WORK ITEM:
Your task is to copy the stretch of lines in the records below that begins with the line containing "Issue #227, opened 2020-10-25" and ends with the line containing "I'll add an", exactly as written, with nothing added.

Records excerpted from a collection

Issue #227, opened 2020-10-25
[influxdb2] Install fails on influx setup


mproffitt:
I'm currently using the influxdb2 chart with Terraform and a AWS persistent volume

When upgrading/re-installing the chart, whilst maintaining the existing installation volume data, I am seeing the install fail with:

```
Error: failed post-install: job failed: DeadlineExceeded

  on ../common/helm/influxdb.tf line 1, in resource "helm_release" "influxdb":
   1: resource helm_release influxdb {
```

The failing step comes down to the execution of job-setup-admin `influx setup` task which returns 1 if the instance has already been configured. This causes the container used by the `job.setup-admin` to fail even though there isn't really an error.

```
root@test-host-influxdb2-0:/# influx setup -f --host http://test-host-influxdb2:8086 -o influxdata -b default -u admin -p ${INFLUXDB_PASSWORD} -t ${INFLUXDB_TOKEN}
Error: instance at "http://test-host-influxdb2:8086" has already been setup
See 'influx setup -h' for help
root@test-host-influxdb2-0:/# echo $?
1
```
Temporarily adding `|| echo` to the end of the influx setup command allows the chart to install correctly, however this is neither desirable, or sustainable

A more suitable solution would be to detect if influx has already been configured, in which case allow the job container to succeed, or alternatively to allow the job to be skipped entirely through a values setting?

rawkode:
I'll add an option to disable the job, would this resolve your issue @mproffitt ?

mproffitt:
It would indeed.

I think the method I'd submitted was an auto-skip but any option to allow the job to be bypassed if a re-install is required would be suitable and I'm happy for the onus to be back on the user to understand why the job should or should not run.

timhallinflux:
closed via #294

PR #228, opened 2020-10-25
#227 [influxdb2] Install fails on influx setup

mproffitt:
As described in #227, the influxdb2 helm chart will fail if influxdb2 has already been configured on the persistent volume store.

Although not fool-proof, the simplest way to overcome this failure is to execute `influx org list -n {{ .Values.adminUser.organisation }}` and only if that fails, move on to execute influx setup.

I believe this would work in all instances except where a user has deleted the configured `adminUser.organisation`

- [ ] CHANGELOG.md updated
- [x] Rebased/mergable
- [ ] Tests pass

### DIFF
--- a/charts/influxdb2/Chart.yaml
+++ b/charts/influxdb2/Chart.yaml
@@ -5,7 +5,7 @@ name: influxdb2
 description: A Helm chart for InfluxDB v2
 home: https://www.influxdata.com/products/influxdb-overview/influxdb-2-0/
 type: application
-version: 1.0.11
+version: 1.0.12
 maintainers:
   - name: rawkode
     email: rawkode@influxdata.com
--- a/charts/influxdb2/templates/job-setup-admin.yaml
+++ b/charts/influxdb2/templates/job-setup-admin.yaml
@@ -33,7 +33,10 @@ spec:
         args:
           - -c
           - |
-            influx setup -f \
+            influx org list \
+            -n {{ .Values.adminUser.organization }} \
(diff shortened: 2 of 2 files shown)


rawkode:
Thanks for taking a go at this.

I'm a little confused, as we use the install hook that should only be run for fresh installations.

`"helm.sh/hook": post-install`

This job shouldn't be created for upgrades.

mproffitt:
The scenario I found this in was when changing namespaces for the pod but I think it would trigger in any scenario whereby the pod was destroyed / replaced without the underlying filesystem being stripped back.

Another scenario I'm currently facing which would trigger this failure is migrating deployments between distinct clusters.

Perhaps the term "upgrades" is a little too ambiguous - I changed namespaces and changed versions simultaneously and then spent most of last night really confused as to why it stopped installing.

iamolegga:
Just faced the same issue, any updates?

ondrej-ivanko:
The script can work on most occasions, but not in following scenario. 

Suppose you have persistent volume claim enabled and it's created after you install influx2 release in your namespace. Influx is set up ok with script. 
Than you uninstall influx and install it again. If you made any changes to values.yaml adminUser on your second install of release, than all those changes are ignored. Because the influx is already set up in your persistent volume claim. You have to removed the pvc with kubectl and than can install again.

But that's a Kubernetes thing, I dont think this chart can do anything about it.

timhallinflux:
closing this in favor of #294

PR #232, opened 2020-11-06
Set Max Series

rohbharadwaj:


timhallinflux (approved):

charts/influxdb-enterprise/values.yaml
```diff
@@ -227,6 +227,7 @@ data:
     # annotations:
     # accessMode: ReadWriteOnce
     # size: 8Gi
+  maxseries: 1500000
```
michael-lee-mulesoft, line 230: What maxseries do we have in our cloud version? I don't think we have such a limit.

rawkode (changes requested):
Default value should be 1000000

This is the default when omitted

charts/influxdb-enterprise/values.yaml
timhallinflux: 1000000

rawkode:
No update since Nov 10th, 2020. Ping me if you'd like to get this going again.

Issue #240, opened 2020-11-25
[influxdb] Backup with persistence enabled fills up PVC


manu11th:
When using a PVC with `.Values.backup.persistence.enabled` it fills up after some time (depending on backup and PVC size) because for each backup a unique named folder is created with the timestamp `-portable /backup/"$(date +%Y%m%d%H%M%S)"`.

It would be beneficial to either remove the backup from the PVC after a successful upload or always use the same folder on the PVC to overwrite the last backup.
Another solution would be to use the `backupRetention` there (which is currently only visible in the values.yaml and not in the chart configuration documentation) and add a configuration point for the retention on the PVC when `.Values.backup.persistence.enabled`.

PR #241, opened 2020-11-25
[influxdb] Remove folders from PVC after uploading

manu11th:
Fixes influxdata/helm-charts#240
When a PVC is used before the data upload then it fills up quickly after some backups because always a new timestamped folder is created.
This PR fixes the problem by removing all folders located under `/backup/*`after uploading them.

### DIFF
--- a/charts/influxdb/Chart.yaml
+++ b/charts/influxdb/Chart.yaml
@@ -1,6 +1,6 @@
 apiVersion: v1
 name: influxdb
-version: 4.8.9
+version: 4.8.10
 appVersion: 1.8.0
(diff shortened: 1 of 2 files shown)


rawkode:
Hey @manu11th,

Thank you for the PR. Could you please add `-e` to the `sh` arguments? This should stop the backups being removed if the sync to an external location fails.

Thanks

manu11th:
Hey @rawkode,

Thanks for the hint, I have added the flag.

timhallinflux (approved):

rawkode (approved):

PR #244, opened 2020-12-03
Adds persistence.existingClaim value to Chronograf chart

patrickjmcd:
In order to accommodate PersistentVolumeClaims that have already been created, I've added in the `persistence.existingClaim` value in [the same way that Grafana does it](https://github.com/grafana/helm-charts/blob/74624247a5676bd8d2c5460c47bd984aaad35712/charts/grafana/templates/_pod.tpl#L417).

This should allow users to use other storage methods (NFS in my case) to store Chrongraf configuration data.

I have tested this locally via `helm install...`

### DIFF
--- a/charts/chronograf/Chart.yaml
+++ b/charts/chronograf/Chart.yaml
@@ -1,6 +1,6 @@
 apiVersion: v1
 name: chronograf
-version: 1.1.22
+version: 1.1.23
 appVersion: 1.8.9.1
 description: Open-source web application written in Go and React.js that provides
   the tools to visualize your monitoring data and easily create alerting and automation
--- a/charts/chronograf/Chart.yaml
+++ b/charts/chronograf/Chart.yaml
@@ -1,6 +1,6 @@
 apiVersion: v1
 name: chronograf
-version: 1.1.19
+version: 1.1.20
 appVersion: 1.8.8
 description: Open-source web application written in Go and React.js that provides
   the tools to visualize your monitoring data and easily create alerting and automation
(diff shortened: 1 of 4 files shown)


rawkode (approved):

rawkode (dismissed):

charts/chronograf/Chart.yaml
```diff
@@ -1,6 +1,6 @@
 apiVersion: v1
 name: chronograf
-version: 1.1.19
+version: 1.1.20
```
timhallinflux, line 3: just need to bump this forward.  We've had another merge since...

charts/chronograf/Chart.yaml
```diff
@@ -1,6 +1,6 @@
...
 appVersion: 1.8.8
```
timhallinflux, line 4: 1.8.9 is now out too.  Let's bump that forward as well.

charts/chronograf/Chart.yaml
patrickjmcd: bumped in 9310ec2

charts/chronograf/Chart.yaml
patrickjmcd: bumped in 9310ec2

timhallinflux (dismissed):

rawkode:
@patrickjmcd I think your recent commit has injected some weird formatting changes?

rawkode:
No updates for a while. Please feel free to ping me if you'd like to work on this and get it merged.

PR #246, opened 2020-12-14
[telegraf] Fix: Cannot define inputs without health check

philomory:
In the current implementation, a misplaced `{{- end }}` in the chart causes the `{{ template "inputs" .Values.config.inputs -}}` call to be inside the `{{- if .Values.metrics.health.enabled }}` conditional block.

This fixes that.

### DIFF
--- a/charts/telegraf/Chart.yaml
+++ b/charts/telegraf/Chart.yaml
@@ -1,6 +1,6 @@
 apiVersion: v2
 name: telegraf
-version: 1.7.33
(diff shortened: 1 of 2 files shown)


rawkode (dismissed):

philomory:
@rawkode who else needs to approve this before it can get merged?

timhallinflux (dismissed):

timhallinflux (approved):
---
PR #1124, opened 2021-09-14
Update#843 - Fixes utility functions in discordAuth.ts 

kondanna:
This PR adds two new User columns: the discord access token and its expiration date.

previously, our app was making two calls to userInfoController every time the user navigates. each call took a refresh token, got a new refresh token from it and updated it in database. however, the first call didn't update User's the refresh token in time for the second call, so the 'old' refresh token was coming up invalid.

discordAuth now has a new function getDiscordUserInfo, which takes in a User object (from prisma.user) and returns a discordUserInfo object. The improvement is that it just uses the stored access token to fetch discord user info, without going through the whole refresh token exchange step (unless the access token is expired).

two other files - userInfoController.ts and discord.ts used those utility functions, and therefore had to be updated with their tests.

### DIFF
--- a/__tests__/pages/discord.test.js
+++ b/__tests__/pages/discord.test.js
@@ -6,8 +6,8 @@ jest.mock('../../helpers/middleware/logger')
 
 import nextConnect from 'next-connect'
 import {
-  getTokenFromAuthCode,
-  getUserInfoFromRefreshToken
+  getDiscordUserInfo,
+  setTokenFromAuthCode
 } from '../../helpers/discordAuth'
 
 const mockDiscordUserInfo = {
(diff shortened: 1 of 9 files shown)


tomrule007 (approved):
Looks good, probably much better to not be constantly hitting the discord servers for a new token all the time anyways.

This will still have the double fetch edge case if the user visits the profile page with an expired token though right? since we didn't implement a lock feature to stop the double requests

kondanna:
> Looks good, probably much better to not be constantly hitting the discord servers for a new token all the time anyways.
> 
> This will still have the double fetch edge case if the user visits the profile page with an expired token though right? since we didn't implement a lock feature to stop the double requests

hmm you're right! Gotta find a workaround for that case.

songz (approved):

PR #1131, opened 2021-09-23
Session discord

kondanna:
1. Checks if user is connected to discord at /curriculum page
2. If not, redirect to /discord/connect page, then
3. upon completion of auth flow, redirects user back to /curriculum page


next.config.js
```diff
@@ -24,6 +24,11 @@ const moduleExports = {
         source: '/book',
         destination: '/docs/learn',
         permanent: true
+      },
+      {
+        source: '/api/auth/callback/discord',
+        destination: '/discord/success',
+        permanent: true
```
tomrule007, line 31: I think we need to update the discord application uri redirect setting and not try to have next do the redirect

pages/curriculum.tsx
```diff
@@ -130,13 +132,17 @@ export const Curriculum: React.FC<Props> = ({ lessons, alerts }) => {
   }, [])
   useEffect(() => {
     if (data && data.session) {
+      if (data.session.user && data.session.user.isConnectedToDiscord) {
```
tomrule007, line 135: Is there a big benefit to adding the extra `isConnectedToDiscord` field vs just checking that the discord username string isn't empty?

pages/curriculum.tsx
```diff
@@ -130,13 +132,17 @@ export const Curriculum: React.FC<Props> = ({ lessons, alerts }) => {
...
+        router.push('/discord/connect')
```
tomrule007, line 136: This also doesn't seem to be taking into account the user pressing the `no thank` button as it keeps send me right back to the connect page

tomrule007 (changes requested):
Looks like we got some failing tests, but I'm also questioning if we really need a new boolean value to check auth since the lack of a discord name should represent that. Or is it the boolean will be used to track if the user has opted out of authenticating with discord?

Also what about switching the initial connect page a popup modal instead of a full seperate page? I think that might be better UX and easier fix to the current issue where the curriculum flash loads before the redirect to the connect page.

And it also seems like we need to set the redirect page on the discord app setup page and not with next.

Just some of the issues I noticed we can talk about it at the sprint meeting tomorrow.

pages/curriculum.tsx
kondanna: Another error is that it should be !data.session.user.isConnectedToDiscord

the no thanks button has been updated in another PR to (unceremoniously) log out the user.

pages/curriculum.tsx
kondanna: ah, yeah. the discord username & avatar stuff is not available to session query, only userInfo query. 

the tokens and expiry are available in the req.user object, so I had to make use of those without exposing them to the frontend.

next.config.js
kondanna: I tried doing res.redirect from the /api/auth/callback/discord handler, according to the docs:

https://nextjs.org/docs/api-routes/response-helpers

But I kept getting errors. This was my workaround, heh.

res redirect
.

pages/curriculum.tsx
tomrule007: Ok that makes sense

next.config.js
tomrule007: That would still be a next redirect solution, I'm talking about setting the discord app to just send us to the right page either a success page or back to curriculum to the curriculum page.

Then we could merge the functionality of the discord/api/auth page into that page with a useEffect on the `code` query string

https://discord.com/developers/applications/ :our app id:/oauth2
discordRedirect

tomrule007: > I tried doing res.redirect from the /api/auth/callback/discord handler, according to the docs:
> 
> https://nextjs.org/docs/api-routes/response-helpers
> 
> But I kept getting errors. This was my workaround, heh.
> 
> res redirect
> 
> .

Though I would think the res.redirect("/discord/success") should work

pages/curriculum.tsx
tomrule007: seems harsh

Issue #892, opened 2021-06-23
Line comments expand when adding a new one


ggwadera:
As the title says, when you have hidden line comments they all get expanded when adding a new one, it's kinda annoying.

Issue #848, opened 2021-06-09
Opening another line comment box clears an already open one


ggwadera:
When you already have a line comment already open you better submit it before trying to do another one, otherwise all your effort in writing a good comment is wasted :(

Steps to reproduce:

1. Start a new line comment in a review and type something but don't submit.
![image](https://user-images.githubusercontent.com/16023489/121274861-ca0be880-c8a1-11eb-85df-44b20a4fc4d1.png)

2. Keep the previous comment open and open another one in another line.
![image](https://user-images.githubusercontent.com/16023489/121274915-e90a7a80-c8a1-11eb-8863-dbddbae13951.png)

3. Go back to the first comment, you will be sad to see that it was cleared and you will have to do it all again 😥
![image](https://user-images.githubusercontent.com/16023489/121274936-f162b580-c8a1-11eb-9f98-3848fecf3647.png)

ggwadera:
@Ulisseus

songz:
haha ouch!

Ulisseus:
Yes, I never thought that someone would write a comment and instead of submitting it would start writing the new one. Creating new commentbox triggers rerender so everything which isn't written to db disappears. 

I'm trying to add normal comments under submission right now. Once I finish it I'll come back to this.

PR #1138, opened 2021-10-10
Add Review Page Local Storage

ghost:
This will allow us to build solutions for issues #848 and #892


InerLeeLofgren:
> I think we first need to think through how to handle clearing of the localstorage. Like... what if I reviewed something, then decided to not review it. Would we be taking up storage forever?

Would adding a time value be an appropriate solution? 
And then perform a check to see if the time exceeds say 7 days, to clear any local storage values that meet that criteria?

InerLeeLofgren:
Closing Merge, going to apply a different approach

FINISHED TASK:
Issue #227, opened 2020-10-25
[influxdb2] Install fails on influx setup


mproffitt:
I'm currently using the influxdb2 chart with Terraform and a AWS persistent volume

When upgrading/re-installing the chart, whilst maintaining the existing installation volume data, I am seeing the install fail with:

```
Error: failed post-install: job failed: DeadlineExceeded

  on ../common/helm/influxdb.tf line 1, in resource "helm_release" "influxdb":
   1: resource helm_release influxdb {
```

The failing step comes down to the execution of job-setup-admin `influx setup` task which returns 1 if the instance has already been configured. This causes the container used by the `job.setup-admin` to fail even though there isn't really an error.

```
root@test-host-influxdb2-0:/# influx setup -f --host http://test-host-influxdb2:8086 -o influxdata -b default -u admin -p ${INFLUXDB_PASSWORD} -t ${INFLUXDB_TOKEN}
Error: instance at "http://test-host-influxdb2:8086" has already been setup
See 'influx setup -h' for help
root@test-host-influxdb2-0:/# echo $?
1
```
Temporarily adding `|| echo` to the end of the influx setup command allows the chart to install correctly, however this is neither desirable, or sustainable

A more suitable solution would be to detect if influx has already been configured, in which case allow the job container to succeed, or alternatively to allow the job to be skipped entirely through a values setting?

rawkode:
I'll add an option to disable the job, would this resolve your issue @mproffitt ?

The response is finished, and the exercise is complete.